**TASK OBJECTIVE**
From the listing below, copy only the lines from the line that contains "## Schema v38" to the line that contains "A worker whose", counting those two lines as part of the copy.

##### RECORDS FOR THIS TASK

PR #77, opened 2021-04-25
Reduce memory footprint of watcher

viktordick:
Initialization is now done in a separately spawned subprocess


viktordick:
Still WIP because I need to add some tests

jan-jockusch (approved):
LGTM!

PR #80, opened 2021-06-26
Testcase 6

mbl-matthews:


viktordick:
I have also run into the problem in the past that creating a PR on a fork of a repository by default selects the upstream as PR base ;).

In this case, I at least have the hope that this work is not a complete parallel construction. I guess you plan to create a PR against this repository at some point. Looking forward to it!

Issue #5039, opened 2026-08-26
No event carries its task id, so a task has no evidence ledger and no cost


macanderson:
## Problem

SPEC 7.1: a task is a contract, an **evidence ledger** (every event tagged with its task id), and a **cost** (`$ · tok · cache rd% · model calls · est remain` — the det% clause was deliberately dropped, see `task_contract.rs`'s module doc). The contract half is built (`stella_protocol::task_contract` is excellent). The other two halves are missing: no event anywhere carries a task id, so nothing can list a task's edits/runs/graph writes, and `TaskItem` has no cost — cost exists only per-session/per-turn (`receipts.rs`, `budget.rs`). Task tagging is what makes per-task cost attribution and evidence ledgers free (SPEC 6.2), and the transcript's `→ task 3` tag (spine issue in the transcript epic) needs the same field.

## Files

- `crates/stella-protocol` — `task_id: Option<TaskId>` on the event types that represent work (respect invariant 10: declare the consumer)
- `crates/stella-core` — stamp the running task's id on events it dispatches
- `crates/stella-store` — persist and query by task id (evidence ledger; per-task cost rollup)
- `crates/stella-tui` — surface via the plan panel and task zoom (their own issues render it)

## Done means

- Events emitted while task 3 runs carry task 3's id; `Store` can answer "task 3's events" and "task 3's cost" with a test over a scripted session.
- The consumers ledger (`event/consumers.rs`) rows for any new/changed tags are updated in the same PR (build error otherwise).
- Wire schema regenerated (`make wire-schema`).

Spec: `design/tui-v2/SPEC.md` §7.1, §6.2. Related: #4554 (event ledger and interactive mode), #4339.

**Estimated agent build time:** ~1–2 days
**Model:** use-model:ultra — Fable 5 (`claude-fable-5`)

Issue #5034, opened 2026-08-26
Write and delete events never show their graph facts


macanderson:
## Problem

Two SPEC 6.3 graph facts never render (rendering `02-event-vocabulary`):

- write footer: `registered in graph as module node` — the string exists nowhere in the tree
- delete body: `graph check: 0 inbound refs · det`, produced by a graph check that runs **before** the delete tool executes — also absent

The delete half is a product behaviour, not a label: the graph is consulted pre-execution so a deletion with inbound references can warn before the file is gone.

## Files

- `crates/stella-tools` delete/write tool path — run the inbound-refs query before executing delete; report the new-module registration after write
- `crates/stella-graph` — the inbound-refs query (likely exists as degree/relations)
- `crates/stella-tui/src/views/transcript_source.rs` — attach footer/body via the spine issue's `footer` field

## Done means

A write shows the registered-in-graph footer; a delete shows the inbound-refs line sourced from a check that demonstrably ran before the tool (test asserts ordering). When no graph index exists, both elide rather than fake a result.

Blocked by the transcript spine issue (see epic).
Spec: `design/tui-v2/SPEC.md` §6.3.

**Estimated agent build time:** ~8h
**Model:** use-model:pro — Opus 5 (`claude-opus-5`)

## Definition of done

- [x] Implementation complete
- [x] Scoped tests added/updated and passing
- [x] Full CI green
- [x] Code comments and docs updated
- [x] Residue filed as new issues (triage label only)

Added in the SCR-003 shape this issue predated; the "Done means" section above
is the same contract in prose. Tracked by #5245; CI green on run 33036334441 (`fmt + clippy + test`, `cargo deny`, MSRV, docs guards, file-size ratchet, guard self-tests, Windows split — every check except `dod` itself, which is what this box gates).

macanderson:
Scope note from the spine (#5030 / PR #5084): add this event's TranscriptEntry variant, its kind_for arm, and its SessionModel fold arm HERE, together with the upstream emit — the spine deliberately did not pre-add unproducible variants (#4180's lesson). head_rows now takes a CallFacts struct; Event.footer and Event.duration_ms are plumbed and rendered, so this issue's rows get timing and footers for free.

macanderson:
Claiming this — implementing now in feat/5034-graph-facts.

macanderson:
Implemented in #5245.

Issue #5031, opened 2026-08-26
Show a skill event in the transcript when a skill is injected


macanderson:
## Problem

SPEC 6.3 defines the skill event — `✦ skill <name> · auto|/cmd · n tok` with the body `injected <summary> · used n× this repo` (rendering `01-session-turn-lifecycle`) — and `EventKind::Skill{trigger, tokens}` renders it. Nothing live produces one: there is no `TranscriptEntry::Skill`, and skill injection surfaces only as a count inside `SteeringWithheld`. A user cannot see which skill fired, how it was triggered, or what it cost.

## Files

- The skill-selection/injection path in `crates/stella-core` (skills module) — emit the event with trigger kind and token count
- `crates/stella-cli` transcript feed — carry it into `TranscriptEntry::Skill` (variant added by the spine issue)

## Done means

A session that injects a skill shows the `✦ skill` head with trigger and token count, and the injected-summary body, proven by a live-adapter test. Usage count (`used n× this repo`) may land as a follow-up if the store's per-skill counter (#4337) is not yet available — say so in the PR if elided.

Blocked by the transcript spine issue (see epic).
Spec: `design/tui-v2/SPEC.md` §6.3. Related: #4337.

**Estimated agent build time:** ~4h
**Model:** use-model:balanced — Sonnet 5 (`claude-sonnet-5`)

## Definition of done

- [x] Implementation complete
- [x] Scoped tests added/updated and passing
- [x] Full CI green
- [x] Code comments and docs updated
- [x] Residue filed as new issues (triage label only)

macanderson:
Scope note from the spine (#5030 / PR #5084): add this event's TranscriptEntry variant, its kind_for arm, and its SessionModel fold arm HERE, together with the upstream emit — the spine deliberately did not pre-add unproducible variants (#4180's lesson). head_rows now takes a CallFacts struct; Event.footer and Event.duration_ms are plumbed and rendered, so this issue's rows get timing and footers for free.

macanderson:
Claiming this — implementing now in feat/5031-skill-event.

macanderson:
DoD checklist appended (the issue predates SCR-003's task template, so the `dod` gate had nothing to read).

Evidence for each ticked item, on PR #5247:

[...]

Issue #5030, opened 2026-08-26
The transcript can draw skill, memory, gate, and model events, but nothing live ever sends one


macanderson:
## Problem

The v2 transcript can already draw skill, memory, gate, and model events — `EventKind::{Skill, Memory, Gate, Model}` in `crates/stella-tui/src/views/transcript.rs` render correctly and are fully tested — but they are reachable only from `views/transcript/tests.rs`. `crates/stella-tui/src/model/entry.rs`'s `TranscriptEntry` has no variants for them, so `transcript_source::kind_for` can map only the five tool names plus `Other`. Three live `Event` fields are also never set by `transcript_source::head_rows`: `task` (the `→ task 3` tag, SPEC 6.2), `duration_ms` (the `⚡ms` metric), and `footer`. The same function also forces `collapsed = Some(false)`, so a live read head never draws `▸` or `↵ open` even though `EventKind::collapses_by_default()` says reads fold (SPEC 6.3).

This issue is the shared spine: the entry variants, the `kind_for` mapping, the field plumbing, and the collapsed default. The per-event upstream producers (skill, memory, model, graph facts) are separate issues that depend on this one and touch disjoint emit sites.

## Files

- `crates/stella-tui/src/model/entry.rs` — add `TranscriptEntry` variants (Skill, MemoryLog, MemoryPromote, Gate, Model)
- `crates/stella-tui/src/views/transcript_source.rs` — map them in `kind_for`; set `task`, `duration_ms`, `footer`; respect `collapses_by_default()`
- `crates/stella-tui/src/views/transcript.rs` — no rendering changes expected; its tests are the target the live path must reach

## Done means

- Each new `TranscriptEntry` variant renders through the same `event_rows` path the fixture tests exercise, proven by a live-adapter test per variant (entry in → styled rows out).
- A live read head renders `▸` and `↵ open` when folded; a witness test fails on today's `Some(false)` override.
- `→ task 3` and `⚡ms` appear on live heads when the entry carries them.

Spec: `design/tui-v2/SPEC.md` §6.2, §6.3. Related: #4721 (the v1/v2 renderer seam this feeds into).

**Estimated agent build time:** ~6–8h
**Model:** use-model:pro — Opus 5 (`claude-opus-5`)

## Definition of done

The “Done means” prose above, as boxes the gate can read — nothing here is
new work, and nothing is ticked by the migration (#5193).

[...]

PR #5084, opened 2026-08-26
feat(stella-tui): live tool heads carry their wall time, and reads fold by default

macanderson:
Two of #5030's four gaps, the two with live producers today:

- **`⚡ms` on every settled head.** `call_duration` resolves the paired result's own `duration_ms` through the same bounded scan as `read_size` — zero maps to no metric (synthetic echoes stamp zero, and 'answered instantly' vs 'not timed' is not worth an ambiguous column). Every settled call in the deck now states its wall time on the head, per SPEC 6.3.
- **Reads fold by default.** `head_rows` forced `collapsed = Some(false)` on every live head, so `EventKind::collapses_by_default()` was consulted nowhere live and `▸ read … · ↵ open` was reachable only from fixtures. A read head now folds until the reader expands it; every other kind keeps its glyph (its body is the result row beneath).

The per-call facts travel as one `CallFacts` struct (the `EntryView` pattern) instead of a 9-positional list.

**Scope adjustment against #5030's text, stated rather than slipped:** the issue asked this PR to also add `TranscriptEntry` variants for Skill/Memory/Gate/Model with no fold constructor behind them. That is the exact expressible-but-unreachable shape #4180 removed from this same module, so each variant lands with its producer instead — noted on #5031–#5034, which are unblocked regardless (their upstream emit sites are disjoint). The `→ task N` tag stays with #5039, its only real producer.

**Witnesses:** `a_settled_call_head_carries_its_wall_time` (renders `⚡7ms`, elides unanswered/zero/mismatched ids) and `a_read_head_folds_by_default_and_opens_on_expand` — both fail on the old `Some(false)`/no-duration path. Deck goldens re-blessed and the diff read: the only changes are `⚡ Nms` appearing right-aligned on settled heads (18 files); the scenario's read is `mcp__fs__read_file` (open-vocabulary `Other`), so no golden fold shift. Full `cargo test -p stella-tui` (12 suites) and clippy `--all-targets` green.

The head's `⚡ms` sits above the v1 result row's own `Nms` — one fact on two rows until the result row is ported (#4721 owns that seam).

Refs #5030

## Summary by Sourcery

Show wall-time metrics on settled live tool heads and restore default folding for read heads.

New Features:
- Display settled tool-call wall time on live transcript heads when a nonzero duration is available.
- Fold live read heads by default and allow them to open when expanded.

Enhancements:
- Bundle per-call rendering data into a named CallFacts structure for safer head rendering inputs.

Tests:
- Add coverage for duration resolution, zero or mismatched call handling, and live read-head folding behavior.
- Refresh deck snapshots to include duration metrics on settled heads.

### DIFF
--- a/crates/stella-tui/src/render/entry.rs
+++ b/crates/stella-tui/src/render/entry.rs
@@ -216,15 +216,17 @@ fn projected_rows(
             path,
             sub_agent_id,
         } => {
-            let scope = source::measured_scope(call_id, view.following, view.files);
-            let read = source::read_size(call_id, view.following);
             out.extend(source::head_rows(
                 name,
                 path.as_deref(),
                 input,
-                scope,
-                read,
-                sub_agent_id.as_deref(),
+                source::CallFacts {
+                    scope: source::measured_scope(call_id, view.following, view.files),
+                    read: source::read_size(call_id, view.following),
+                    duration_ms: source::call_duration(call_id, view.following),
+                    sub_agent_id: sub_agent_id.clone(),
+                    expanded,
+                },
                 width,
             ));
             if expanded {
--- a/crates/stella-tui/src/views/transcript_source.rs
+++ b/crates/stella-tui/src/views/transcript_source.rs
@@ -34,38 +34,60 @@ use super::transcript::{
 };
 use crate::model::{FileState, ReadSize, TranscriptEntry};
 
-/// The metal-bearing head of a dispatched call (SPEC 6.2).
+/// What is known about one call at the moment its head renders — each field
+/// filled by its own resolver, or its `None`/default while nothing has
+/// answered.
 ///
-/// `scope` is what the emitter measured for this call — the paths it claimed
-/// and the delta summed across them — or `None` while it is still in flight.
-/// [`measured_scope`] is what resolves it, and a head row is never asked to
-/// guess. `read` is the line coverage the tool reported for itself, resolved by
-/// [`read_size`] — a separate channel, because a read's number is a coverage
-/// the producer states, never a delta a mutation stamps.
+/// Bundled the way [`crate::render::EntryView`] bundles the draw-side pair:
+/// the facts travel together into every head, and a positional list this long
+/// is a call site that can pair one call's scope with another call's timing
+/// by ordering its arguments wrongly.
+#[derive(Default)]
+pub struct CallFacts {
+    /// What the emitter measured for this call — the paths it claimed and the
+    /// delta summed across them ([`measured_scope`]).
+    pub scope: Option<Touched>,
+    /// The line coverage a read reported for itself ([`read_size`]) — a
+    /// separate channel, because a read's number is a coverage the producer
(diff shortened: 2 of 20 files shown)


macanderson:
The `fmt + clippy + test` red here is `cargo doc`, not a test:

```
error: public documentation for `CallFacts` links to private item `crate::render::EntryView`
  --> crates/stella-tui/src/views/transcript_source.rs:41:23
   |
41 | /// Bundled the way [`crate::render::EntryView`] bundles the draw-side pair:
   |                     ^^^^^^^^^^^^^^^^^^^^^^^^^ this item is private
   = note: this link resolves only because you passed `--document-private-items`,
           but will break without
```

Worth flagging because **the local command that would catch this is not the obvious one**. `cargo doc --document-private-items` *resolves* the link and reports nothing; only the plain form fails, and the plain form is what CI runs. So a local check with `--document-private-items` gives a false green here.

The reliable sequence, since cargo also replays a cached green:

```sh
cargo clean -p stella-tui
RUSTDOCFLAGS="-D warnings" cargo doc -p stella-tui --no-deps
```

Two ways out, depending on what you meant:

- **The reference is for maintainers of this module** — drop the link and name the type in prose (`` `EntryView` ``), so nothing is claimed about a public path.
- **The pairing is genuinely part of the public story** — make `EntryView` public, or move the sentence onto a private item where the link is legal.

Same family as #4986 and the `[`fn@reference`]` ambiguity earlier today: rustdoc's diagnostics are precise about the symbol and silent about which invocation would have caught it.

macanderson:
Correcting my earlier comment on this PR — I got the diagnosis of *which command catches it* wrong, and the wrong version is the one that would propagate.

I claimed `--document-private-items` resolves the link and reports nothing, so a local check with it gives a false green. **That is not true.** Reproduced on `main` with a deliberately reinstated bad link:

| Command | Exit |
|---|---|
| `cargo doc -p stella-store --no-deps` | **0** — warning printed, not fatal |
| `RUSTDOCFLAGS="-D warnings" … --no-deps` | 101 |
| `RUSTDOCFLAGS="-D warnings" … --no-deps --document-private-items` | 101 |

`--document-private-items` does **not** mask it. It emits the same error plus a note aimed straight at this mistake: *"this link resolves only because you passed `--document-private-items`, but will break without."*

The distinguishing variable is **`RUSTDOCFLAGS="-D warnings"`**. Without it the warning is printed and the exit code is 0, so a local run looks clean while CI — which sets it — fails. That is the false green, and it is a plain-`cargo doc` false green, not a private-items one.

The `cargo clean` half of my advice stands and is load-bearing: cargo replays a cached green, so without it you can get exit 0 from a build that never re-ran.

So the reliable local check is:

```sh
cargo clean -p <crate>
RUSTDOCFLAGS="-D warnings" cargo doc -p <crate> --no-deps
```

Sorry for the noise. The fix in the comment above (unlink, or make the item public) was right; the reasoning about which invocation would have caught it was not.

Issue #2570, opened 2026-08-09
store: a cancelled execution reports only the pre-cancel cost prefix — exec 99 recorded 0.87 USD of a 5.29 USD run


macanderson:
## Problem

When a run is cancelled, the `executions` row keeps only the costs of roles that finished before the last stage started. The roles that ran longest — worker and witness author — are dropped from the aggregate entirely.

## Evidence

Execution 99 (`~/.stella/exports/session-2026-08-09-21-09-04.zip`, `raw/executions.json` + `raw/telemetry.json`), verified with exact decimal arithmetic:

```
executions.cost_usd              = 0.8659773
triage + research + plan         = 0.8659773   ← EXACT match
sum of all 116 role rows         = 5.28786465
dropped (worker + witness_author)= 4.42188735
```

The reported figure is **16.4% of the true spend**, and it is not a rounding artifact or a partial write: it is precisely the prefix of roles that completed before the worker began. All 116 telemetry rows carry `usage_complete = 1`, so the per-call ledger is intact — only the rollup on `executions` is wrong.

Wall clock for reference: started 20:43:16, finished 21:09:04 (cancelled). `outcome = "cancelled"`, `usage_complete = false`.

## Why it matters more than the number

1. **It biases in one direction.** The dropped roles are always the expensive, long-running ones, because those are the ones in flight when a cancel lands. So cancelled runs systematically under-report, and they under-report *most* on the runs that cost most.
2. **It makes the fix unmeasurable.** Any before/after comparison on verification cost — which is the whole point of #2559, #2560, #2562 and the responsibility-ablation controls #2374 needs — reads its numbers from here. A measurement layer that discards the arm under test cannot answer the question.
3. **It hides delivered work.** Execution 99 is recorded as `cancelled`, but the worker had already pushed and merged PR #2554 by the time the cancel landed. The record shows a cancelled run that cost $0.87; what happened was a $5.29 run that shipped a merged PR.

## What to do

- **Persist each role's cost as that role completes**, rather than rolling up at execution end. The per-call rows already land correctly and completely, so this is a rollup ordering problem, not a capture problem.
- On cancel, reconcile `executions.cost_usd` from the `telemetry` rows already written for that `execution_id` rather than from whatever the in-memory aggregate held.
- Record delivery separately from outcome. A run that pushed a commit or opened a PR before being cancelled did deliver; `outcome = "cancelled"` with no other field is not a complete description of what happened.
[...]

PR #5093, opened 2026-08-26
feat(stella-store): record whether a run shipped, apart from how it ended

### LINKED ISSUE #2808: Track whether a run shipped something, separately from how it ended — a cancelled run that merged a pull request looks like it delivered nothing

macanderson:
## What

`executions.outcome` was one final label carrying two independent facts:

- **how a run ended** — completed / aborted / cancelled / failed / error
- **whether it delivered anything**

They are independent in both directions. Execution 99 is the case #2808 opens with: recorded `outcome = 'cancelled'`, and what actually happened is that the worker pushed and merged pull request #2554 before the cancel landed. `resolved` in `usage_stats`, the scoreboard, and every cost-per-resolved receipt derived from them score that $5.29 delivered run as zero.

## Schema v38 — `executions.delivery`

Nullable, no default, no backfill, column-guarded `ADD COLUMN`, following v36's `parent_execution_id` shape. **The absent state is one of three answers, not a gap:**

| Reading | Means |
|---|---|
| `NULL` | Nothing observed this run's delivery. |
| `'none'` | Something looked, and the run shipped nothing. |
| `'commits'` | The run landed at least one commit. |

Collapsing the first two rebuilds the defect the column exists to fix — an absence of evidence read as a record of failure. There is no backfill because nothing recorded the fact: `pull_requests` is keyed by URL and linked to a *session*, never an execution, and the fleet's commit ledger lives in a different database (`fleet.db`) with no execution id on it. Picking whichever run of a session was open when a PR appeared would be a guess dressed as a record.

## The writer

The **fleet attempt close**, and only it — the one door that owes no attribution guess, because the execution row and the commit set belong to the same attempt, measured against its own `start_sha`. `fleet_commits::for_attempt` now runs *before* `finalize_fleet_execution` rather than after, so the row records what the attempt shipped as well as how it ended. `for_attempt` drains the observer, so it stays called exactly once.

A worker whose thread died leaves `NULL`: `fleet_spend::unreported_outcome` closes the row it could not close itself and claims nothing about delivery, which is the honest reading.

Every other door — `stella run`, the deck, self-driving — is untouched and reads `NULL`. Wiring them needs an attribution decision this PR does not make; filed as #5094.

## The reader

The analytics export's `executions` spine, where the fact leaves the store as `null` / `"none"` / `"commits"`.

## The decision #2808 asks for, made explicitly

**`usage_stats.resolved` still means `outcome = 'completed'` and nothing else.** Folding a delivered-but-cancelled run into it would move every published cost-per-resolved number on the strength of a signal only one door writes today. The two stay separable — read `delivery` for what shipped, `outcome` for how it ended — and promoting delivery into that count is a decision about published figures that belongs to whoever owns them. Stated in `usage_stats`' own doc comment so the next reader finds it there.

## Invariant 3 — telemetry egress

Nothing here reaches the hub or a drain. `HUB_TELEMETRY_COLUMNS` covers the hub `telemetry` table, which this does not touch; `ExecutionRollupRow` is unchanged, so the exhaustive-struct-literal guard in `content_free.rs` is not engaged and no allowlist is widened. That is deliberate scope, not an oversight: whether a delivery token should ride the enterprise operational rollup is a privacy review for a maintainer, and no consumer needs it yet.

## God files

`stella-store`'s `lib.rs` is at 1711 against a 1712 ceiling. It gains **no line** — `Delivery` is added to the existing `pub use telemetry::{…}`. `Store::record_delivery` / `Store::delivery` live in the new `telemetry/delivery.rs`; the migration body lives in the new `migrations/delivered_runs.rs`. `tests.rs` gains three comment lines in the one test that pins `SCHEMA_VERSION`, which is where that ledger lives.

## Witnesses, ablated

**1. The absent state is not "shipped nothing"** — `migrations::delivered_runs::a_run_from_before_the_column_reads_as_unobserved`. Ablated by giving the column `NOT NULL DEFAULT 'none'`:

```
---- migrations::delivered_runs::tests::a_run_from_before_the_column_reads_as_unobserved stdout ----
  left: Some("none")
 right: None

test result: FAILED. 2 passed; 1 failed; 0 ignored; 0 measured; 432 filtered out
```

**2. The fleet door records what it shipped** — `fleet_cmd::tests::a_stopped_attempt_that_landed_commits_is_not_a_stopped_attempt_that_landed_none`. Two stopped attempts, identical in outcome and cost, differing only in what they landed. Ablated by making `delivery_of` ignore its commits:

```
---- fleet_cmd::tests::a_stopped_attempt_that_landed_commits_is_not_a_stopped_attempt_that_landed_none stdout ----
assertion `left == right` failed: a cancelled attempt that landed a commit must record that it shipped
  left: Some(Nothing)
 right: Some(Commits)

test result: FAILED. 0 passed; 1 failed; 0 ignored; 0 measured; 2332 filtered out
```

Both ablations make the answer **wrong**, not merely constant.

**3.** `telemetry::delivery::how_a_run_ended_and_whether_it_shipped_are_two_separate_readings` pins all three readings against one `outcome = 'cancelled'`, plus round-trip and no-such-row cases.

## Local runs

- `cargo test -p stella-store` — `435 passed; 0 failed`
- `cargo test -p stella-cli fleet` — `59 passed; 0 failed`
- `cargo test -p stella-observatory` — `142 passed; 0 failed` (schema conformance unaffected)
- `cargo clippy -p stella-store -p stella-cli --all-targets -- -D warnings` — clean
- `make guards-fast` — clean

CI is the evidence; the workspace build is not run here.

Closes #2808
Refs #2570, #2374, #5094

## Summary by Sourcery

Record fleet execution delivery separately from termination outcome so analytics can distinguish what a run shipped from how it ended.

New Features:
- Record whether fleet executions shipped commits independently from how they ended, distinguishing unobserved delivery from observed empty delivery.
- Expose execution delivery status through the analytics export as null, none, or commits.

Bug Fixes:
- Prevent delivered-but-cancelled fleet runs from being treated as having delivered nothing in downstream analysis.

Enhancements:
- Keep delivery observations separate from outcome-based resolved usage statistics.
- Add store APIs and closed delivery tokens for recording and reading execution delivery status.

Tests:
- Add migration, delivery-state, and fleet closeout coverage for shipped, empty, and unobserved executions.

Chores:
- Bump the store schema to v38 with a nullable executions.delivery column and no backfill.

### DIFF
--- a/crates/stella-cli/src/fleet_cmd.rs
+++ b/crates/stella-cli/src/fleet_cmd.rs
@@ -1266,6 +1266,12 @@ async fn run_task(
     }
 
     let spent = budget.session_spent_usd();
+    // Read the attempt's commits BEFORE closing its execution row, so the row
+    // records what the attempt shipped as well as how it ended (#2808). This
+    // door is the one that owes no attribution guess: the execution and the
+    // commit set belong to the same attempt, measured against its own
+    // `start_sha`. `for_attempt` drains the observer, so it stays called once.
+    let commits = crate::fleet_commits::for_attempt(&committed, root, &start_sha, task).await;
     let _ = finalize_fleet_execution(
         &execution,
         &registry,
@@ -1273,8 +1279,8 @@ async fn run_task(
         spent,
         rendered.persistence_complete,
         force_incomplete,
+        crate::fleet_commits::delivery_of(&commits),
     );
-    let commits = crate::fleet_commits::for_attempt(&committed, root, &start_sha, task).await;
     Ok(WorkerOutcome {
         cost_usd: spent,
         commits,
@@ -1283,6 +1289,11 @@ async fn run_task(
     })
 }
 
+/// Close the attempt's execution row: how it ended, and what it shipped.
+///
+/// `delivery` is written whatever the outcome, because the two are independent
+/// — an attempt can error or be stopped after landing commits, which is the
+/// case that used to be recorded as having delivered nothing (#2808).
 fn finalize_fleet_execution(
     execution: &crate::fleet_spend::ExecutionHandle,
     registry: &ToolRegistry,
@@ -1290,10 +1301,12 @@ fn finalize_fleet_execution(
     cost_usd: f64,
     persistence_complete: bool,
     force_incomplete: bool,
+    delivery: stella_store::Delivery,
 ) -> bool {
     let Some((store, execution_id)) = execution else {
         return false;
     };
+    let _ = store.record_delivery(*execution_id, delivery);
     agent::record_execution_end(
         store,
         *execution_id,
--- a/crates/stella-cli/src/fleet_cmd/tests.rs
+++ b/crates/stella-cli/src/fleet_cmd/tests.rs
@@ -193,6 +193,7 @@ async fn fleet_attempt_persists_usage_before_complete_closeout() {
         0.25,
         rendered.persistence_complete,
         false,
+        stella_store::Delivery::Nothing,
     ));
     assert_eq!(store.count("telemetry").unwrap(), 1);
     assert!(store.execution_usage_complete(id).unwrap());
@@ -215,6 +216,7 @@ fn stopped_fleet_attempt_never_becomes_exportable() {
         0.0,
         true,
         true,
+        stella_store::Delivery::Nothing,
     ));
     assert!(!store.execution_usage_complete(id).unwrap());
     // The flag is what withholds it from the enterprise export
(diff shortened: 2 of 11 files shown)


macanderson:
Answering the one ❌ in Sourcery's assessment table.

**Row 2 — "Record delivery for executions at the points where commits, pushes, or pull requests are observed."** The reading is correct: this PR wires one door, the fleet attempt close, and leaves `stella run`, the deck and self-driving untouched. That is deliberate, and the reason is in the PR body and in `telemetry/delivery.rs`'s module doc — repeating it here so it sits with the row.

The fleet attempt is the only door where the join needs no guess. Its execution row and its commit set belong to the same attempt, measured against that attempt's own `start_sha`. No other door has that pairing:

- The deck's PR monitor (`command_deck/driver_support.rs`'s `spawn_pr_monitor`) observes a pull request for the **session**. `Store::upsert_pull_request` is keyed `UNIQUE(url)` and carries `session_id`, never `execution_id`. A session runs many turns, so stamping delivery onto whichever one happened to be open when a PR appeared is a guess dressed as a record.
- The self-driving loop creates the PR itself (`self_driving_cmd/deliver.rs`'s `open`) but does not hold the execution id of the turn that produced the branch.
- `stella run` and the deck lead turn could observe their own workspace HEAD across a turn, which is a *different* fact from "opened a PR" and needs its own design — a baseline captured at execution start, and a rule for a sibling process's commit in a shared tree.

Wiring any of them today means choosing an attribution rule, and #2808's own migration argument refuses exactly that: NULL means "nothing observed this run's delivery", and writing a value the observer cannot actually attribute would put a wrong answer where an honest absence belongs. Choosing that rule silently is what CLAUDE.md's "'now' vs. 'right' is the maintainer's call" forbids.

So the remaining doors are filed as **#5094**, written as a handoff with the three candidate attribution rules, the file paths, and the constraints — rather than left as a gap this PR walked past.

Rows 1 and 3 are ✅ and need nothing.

##########

**ANSWER SPACE**
## Schema v38 — `executions.delivery`

Nullable, no default, no backfill, column-guarded `ADD COLUMN`, following v36's `parent_execution_id` shape. **The absent state is one of three answers, not a gap:**

| Reading | Means |
|---|---|
| `NULL` | Nothing observed this run's delivery. |
| `'none'` | Something looked, and the run shipped nothing. |
| `'commits'` | The run landed at least one commit. |

Collapsing the first two rebuilds the defect the column exists to fix — an absence of evidence read as a record of failure. There is no backfill because nothing recorded the fact: `pull_requests` is keyed by URL and linked to a *session*, never an execution, and the fleet's commit ledger lives in a different database (`fleet.db`) with no execution id on it. Picking whichever run of a session was open when a PR appeared would be a guess dressed as a record.

## The writer

The **fleet attempt close**, and only it — the one door that owes no attribution guess, because the execution row and the commit set belong to the same attempt, measured against its own `start_sha`. `fleet_commits::for_attempt` now runs *before* `finalize_fleet_execution` rather than after, so the row records what the attempt shipped as well as how it ended. `for_attempt` drains the observer, so it stays called exactly once.

A worker whose thread died leaves `NULL`: `fleet_spend::unreported_outcome` closes the row it could not close itself and claims nothing about delivery, which is the honest reading.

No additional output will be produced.